-- Opening Marker --
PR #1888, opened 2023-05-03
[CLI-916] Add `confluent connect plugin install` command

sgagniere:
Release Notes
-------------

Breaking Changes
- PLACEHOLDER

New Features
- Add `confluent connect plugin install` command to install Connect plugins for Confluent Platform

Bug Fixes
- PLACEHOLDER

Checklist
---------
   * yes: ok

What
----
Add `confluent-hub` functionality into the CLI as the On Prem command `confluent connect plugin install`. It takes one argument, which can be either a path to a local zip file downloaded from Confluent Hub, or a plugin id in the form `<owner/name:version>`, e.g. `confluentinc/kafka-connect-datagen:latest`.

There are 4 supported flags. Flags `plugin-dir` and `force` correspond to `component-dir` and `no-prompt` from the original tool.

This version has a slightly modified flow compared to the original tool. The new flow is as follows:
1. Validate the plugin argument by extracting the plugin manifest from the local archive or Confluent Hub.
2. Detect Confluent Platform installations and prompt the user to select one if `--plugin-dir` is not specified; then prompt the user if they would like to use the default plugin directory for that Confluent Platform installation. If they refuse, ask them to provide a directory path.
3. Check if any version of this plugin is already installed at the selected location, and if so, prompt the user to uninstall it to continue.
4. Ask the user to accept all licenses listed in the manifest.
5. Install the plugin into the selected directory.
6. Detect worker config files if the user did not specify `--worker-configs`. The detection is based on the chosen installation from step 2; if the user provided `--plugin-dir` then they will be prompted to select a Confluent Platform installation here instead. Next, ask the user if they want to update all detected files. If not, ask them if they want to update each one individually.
-- Closing Marker --
◆ What the exercise asks
Which lines of the records above hold the word "installation"? Copy each of them.

◆ Solved exercise
2. Detect Confluent Platform installations and prompt the user to select one if `--plugin-dir` is not specified; then prompt the user if they would like to use the default plugin directory for that Confluent Platform installation. If they refuse, ask them to provide a directory path.
6. Detect worker config files if the user did not specify `--worker-configs`. The detection is based on the chosen installation from step 2; if the user provided `--plugin-dir` then they will be prompted to select a Confluent Platform installation here instead. Next, ask the user if they want to update all detected files. If not, ask them if they want to update each one individually.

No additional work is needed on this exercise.